TASK STATEMENT:
Where a line contains the word "merge", copy that line from the records below.

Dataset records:
* * * *
PR #206, opened 2016-04-22
Also never-index proxy-authorization

rbtcollins:


Lukasa:
Thanks for this, I definitely missed this.

I'm going to merge this manually, because I'll also add some tests to ensure that we don't regress this. And then I'm going to consider adding a new API to allow this to be configurable, to allow clients/servers that know better than us to ensure that nothing falls through the cracks.

PR #209, opened 2016-04-23
Use code-block in readme

kragniz:
This looks at least 10% cooler.


Lukasa:
More like 20%! Thanks! :sparkles: :cake: :sparkles:

PR #215, opened 2016-04-29
[requires.io] dependency update on master branch

Lukasa:


rbtcollins:
So since this is automated, should we just hit merge?

rbtcollins:
Oh... I can't hit merge, nvm :)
* * * *
PROBLEM SOLUTION:
I'm going to merge this manually, because I'll also add some tests to ensure that we don't regress this. And then I'm going to consider adding a new API to allow this to be configurable, to allow clients/servers that know better than us to ensure that nothing falls through the cracks.
So since this is automated, should we just hit merge?
Oh... I can't hit merge, nvm :)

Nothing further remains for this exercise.